### Task data
PR #218, opened 2018-03-02
Mtf config file

jscotka:
This tries to remove hardcoded variables and move them to config file(s)


moduleframework/mtf.yaml
```diff
@@ -0,0 +1,61 @@
+default_module: docker
```
TomasTomecek: this file will require a lot of documentation so users would understand what each key means

jscotka: thanks for these comments.
Yep, I expect that package will provide some default configuration (for testing upstream/fedora)
and some users who understand that, is able to reconfigure it to another value. 

Yep, would be nice to add there documentation. for now probably it is better without documentation, than have these values hardcoded inside python code.

moduleframework/common.py
```diff
@@ -1,4 +1,4 @@
-#
+# -*- coding: utf-8 -*-
 # Meta test family (MTF) is a tool to test components of a modular Fedora:
```
phracek: I would prefer to remove it. It tests also containers. Not or modular Fedora. The line below too.

moduleframework/common.py
```diff
@@ -42,24 +42,82 @@
...
+    :return: None
+    """
+    if is_debug():
+        print_info(*args)
+
+
+
+class MTFConfParser(object):
+    configname = "mtf.yaml"
+    source_cfg_file = os.path.join(os.path.dirname(__file__), configname)
```
phracek: I would move it to `/usr/share/modularityframework/`. `/usr/lib/python2.7/... ` is for python packages.

moduleframework/common.py
```diff
@@ -42,24 +42,82 @@
...
+    default_cfg_file = os.path.join("/etc", configname)
```
phracek: Add `/etc` at the beginning of the file common.py. There is already set of constants.

moduleframework/common.py
```diff
@@ -42,24 +42,82 @@
...
+        config = {}
+        for cfgfile in [self.source_cfg_file, self.default_cfg_file, self.user_cfg_file]:
+            if os.path.exists(cfgfile):
+                print_info("MTF config loading: {}".format(cfgfile))
+                config.update(yaml.load(open(cfgfile)))
+        assert config.get("generic")
+        self.options = config
+
+
+    def get(self, section=None, key=None):
```
phracek: What about to use function `getattr` like https://docs.python.org/2/library/functions.html#getattr

moduleframework/common.py
```diff
@@ -868,9 +858,10 @@ def get_module_type():
     """
     amodule = os.environ.get('MODULE')
     readconfig = get_config(fail_without_url=False)
-    if "default_module" in readconfig and readconfig[
-        "default_module"] is not None and amodule is None:
+    if amodule is None and readconfig.get("default_module"):
```
phracek: what about something like:

`amodule = getattr(conf[options], "default_module", None)`

moduleframework/common.py
```diff
@@ -906,14 +897,14 @@ def get_docker_file(dir_name=DEFAULT_DIR_OF_DOCKER_RELATED_STUFF):
     if fromenv:
         dockerfile = fromenv
     else:
-        dockerfile = os.path.join(dir_name, DOCKERFILE)
+        dockerfile = os.path.join(dir_name, conf.get("docker","dockerfile"))
```
phracek: The same here.

moduleframework/common.py
```diff
@@ -906,14 +897,14 @@ def get_docker_file(dir_name=DEFAULT_DIR_OF_DOCKER_RELATED_STUFF):
...
     if not os.path.exists(dockerfile):
         print_debug("Dockerfile does not exists (you can use DOCKERFILE "
                     "envvar to set to another): %s" % dockerfile)
         dockerfile = None
     return dockerfile
 
-def get_helpmd_file(dir_name=DEFAULT_DIR_OF_DOCKER_RELATED_STUFF):
+def get_helpmd_file(dir_name=conf.get("docker","dockerfiledefaultlocation")):
     """
     Function returns full path to HelpMD file.
```
phracek: The same here.

moduleframework/common.py
```diff
@@ -868,9 +858,10 @@ def get_module_type():
     """
     amodule = os.environ.get('MODULE')
     readconfig = get_config(fail_without_url=False)
-    if "default_module" in readconfig and readconfig[
-        "default_module"] is not None and amodule is None:
+    if amodule is None and readconfig.get("default_module"):
         amodule = readconfig["default_module"]
+    if amodule is None and conf.options.get("default_module"):
+        amodule = conf.options["default_module"]
```
phracek: The same here.

moduleframework/helpers/openshift_helper.py
```diff
@@ -61,7 +62,7 @@ def __init__(self):
         random_str = ''.join(random.choice(string.lowercase) for _ in range(3))
         self.project_name = "{project}-{random_str}".format(project=self.app_name,
                                                             random_str=random_str)
-        common.print_debug(self.icontainer, self.app_name)
+        print_debug(self.icontainer, self.app_name)
```
phracek: Any idea, why you remove common? I thing, `common` means from which module `print_debug` is loaded.

moduleframework/helpers/openshift_helper.py
```diff
@@ -86,9 +87,9 @@ def _change_openshift_account(self, account="system:admin", password=None):
         :param password: Either user specified account
         """
         if password is None:
-            s = self.runHost("oc login -u %s" % account, verbose=common.is_not_silent())
+            s = self.runHost("oc login -u %s" % account, verbose=is_debug())
```
phracek: The same here with common.

moduleframework/helpers/openshift_helper.py
```diff
@@ -161,10 +162,10 @@ def _check_resource_in_json(self, json_output, resource='svc'):
                     # In metadata dictionary and name is stored pod_name
                     self.pod_id = json_output.get('metadata', {}).get('name')
                     return self.pod_id
-            elif resource == common.TEMPLATE:
+            elif resource == conf.get("openshift", "template"):
```
phracek: Either over `getattr` or over conf.get("openshift", None).get("template", None)

moduleframework/helpers/openshift_helper.py
```diff
@@ -315,7 +316,7 @@ def _verify_pod(self):
                  True, application is initiated and ready for testing
         """
         pod_initiated = False
-        for x in range(0, common.OPENSHIFT_INIT_WAIT):
+        for x in range(0, conf.get("openshift", "init_wait")):
```
phracek: twice `get` or even better over `getattr`.

moduleframework/helpers/rpm_helper.py
```diff
@@ -104,14 +107,16 @@ def setRepositoriesAndWhatToInstall(self, repos=[], whattooinstall=None):
         if repos:
             self.repos = repos
         else:
-            self.repos += get_compose_url() or self.get_url()
+            self.repos += common.get_compose_url() or self.get_url()
```
phracek: Here you use `common.`, but above only `print_info`. Any reason?
Keep the python style.

moduleframework/mtf.yaml
```diff
@@ -0,0 +1,104 @@
+# default module type in case you don't wath everytime use MODULE=docker or define it in config.yaml
+default_module: docker
+
+# openshift specific section
+openshift:
+  init_wait: 50
```
phracek: Add more documentation

moduleframework/mtf.yaml
```diff
@@ -0,0 +1,104 @@
...
+generic:
+# default architecture
+  arch: "x86_64"
+# command to find which packager to use (yum, dnf, apt-get)
+  packager_cmd: "test -e /usr/bin/dnf && echo 'dnf -y' ||
+   ( test -e /usr/bin/microdnf && echo 'microdnf'      ||
+   ( test -e /usr/bin/yum && echo 'yum -y'             ||
+   echo 'apt-get -y' ) )"
+# which values are considered as true
+  true_values: ['yes', 'YES', 'yes', 'True', 'true', 'ok', 'OK']
```
phracek: This can be one general function. I don't see any reason, why to have it here, in config file.

moduleframework/mtf_scheduler.py
```diff
@@ -205,10 +202,10 @@ def __init__(self, args, unknown):
         if args.linter:
             self.tests += glob.glob("{MTF_TOOLS}/{GENERIC_TEST}/*.py".format(
                 MTF_TOOLS=metadata_common.MetadataLoaderMTF.MTF_LINTER_PATH,
-                GENERIC_TEST=common.GENERIC_TEST))
+                GENERIC_TEST=conf.get("generic", "generic_tests")))
```
phracek: Again, either double `get` or even better `getattr`.

moduleframework/mtf.yaml
phracek: Configuration file is a bit long. What about to create a directory `/etc/mtf/` and have there several configuration files. One for each type. Ease for modification.

jscotka: this is good idea, but I'm not sure if anybody than me will modify it :-)
We can discuss it. I like this idea

moduleframework/common.py
jscotka: I thought about that too and in init version I had it there. I'll move it there

moduleframework/common.py
jscotka: I'll use that. sounds well

moduleframework/helpers/rpm_helper.py
jscotka: I'll fix it. would be nice also to fix all these issues in next PR, we can do issue for this cleanup

moduleframework/mtf.yaml
jscotka: I'm not able to add there documenttation, because you wrote this part and I've just moved these constants out of code to this file without knowledge what this does mean

moduleframework/mtf.yaml
jscotka: make sense

moduleframework/mtf.yaml
```diff
@@ -0,0 +1,103 @@
...
+  auth: ["odcs", "https://id.fedoraproject.org/openidc/", {Token: "Token", Authorization: "Authorization"},"odcs-authorizer","notsecret"]
+  scopes: ['openid', 'https://id.fedoraproject.org/scope/groups', 'https://pagure.io/odcs/new-compose', 'https://pagure.io/odcs/renew-compose', 'https://pagure.io/odcs/delete-compose']
+
+# ODCS section
+odcs:
+  compose_type: "module"
+  # timeout in secs, how long wait for compose (composes are cached, but first round can take long time (createrepo of packages))
+  timeout: 1200
+  new_compose_dict: { sigkeys: [''] }
+  url: "https://odcs.fedoraproject.org"
```
TomasTomecek: I expect that internally we'll have a different config.

jscotka: Yes, it is also mentioned few lines under (location of internal odcs server)
Probably we will ship, or somewhere stored config file for downstream testing

moduleframework/common.py
jscotka: fixed by elegant way:  config parser has dict as parent class, so all dict methods available there.

moduleframework/common.py
```diff
@@ -39,8 +38,35 @@
 import requests
 import warnings
 import ast
+from glob import glob
 from avocado.utils import process
-from moduleframework.mtfexceptions import ModuleFrameworkException, ConfigExc, CmdExc, DefaultConfigExc
+from mtfexceptions import ModuleFrameworkException, ConfigExc, CmdExc, DefaultConfigExc
+from core import DATADIR, is_debug, is_not_silent, print_info, print_debug
```
phracek: Why not only `import core`. print_info is so general and we don't know from which module comes from.

moduleframework/common.py
```diff
@@ -39,8 +38,35 @@
...
+
+
+
+class MTFConfParser(dict):
+    configdir = "mtf.conf.d"
+    source_cfg = os.path.join(*(["/"] + DATADIR + [configdir]))
```
phracek: Add `/` to DATADIR and remove ["/"].
I would write 
`os.path.join(*(DATADIR, [configdir]))`

What do you want to do with this code? All directories under DATADIR?

moduleframework/common.py
```diff
@@ -39,8 +38,35 @@
...
+    default_cfg = os.path.join("/etc", configdir)
+    user_cfg = os.path.expanduser("~/." + configdir)
+    pattern = "*.yaml"
+
+    def __init__(self):
+        config = {}
+        for cfgdir in [self.source_cfg, self.default_cfg, self.user_cfg]:
```
phracek: Will this work with several self.source_cfg directories?

moduleframework/common.py
```diff
@@ -252,29 +203,18 @@ def get_odcs_auth():
...
     """
-    odcstoken = os.environ.get('MTF_ODCS')
+    odcstoken = get_odcs_envvar()
 
     # in case you dont have token enabled, try to ask for openidc via web browser
-    if odcstoken in TRUE_VALUES_DICT:
+    if is_true(odcstoken):
+        if conf.get("openidc").get("token"):
+            # use value defined in config file if defined
+            return conf["openidc"]["token"]
```
phracek: `get` and `get` are missing.

moduleframework/common.py
```diff
@@ -252,29 +203,18 @@ def get_odcs_auth():
...
-        )
-
-        scopes = [
-            'openid',
-            'https://id.fedoraproject.org/scope/groups',
-            'https://pagure.io/odcs/new-compose',
-            'https://pagure.io/odcs/renew-compose',
-            'https://pagure.io/odcs/delete-compose',
-        ]
+        oidc = openidc_client.OpenIDCClient(*conf["openidc"]["auth"])
```
phracek: the same as above.

moduleframework/common.py
```diff
@@ -252,29 +203,18 @@ def get_odcs_auth():
...
+        scopes = conf["openidc"]["scopes"]
```
phracek: the same

moduleframework/common.py
```diff
@@ -348,7 +288,7 @@ def get_profile():
     :return: str
     """
 
-    return os.environ.get('PROFILE') or MODULE_DEFAULT_PROFILE
+    return os.environ.get('PROFILE') or conf["modularity"]["default_profile"]
```
phracek: the same.

moduleframework/common.py
```diff
@@ -469,7 +409,7 @@ def get_template(self):
         get location of template from config.yaml file
         :return: str
         """
-        return self.info.get(TEMPLATE)
+        return self.info.get(conf["openshift"]["template"])
```
phracek: Default value is missing.

moduleframework/helpers/openshift_helper.py
```diff
@@ -26,7 +26,8 @@
 import random
 import string
 from avocado.utils.process import CmdError
-from moduleframework import common
+from moduleframework.common import conf, is_debug, print_debug, print_info, trans_dict, sanitize_cmd, \
```
phracek: Some parts are part of module `core` instead of `common`.

moduleframework/helpers/openshift_helper.py
jscotka: because when using module common there, it hides errors when some bigger change, thats why I tries in more cases use these from common import ... things, what shows me, something what I've changed significantly (caused by this rewriting to use mtf config file)

moduleframework/common.py
jscotka: @phracek this is not possible, it is connected with using this in setup.py (there is just relative path, so I cannot add this to this DATADIR list)

moduleframework/common.py
jscotka: @phracek it is dict, so it is not important to use get, because it is already checked that is defined in `if`

moduleframework/common.py
```diff
@@ -24,23 +25,46 @@
...
-from moduleframework.mtfexceptions import ModuleFrameworkException, ConfigExc, CmdExc, DefaultConfigExc
+import glob
+import avocado.utils
+import mtfexceptions
+import core
+
+
+class MTFConfParser(dict):
+    configdir = "mtf.conf.d"
+    source_cfg = os.path.join(*(["/"] + core.DATADIR + [configdir]))
```
phracek: @jscotka What do you want to do with this command?

~~~
source_cfg = os.path.join(*(["/"] + ['etc']  + ["yum"]))
print source_cfg

prints /etc/yum
~~~

Why not only os.path.join(core.DATADIR, configdir)?
core.DATADIR could be 
~~~
core.DATADIR = "/usr/share/moduleframework"
~~~

moduleframework/common.py
```diff
@@ -252,36 +201,25 @@ def get_odcs_auth():
...
-        )
-
-        scopes = [
-            'openid',
-            'https://id.fedoraproject.org/scope/groups',
-            'https://pagure.io/odcs/new-compose',
-            'https://pagure.io/odcs/renew-compose',
-            'https://pagure.io/odcs/delete-compose',
-        ]
+        oidc = openidc_client.OpenIDCClient(*conf["openidc"]["auth"])
```
phracek: @jscotka Check if ["openidc"]["auth"] exists.
what about if oidc is None. Where do you catch traceback?

moduleframework/common.py
phracek: @jscotka You did not catch traceback. Is it enough exception for request.exception.HTTPError?

moduleframework/common.py
phracek: @jscotka This returns, either environment variable or value from `conf` or None. Is it requested?

moduleframework/common.py
phracek: @jscotka Do you count with None if `template` is not specified?

moduleframework/common.py
```diff
@@ -674,7 +612,7 @@ def run(self, command, **kwargs):
 
     def get_packager(self):
         if not self.packager:
-            self.packager = self.run(PACKAGER_COMMAND, verbose=False).stdout.strip()
+            self.packager = self.run(conf["generic"]["packager_cmd"], verbose=False).stdout.strip()
```
phracek: It will be specified always, right? What if packager_cmd is missing?

moduleframework/common.py
```diff
@@ -800,39 +738,39 @@ def get_config(fail_without_url=True, reload=False):
...
+                    raise mtfexceptions.Defaultmtfexceptions.ConfigExc("You have to use URL envvar for testing your images or repos")
                 cfgfile = "/usr/share/moduleframework/docs/example-config-minimal.yaml"
-                print_debug("Using default minimal config: %s" % cfgfile)
+                core.print_debug("Using default minimal config: %s" % cfgfile)
 
 
         try:
             with open(cfgfile, 'r') as ymlfile:
                 xcfg = yaml.load(ymlfile.read())
             doc_name = ['modularity-testing', 'meta-test-family', 'meta-test']
```
phracek: Why `meta-test`?

moduleframework/common.py
```diff
@@ -889,14 +828,14 @@ def get_module_type_base():
...
+            raise mtfexceptions.ModuleFrameworkException("Module (%s) does not provide parent backend parameter (there are: %s)" %
                                            (module_type, get_backend_list()))
     if parent not in get_backend_list():
-        raise ModuleFrameworkException("As parent is allowed just base type: %s" % get_backend_list)
+        raise mtfexceptions.ModuleFrameworkException("As parent is allowed just base type: %s" % get_backend_list)
     return parent
 
 
-def get_docker_file(dir_name=DEFAULT_DIR_OF_DOCKER_RELATED_STUFF):
+def get_docker_file(dir_name=conf["docker"]["dockerfiledefaultlocation"]):
```
phracek: This can be None if `dockerfiledefaultlocation` is empty. Do you count with it?

moduleframework/compose_info.py
```diff
@@ -40,7 +44,7 @@ class ComposeParser(object):
 
     def __init__(self, compose):
         self.compose = compose
-        xmlrepomd = compose + "/" + REPOMD
+        xmlrepomd = compose + "/" + common.conf["compose"]["repomd"]
```
phracek: Why not os.path.join?

moduleframework/core.py
```diff
@@ -0,0 +1,78 @@
...
+# 51 Franklin Street, Fifth Floor, Boston, MA 02110-1301 USA.
+#
+# Authors: Jan Scotka <jscotka@redhat.com>
+#
+
+from __future__ import print_function
+import sys
+import os
+
+DATADIR = ['usr', 'share', 'moduleframework']
```
phracek: @jscotka Why not `/usr/share/moduleframework`?

moduleframework/common.py
```diff
@@ -24,23 +25,46 @@
...
 import ast
-from avocado.utils import process
-from moduleframework.mtfexceptions import ModuleFrameworkException, ConfigExc, CmdExc, DefaultConfigExc
+import glob
+import avocado.utils
+import mtfexceptions
+import core
+
+
+class MTFConfParser(dict):
```
phracek: @jscotka What about something like this:

~~~
class Config(dict):
     def __getattr__(self, key):
         try:
             return self[key]
         except KeyError:
             raise AttributeError
     def __setattr__(self, key, value):
         self[key] = value
     def __init__(self, yaml_file, release="current"):
         config = yaml.load(yaml_file)
         self["raw"] = config
         pdc = config["pdc"]
....
~~~

And you have access to all fields.

moduleframework/common.py
jscotka: @phracek I think that this is enough. Not important to catch it and transform to another exception.  And I've not changed this behaviour anyhow

moduleframework/common.py
jscotka: yes this is expected. or this also can cause traceback in case some user break this value from config. It is expected

moduleframework/common.py
jscotka: It has to be specified in this config. There is stored default value and in case user remove this item from config, it causes traceback, it is expected.

moduleframework/common.py
jscotka: because threre is by intention missing leading ``/`` so that it created relative path, instead of ``/usr/share/moduleframework``, and  also it is caused by that this syntax was used in ``setup.py``  for this directory. So I did not want to change it in setup.py, just put it out of hardcoded value in setup.py

moduleframework/common.py
jscotka: it causes traceback. by default it is defined in shipped mtf config. if user remove this. then it will lead to expected traceback.

moduleframework/common.py
jscotka: I don't know. I've defided it looong time ago, as shorter name in config files, it is closed to modularity-testing, it also miss word framework

moduleframework/common.py
jscotka: it will lead to traceback, it is expected

moduleframework/compose_info.py
jscotka: make sense. I'll replace it

moduleframework/core.py
jscotka: because original usage of this list is in ``setup.py`` in this format, copyied from other upstream projects, and I did't want to change this behaviour, just need to have this location in better place that in setup.py.

moduleframework/common.py
jscotka: @phracek  does that have  some benefits instead of actual implementation to redefine these getters and setters?
I trough to redefine ``__getattr__`` to lead some easier to debug exceptions (like, show path to file where is this found, and show value from default config, what should not be modifed), but it could be further improvement

phracek: yeah let's leave it for now.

### Work task
This task calls for each line of the material that contains "class".

### Written solution
+class MTFConfParser(object):
jscotka: fixed by elegant way:  config parser has dict as parent class, so all dict methods available there.
+class MTFConfParser(dict):
+class MTFConfParser(dict):
@@ -40,7 +44,7 @@ class ComposeParser(object):
+class MTFConfParser(dict):
class Config(dict):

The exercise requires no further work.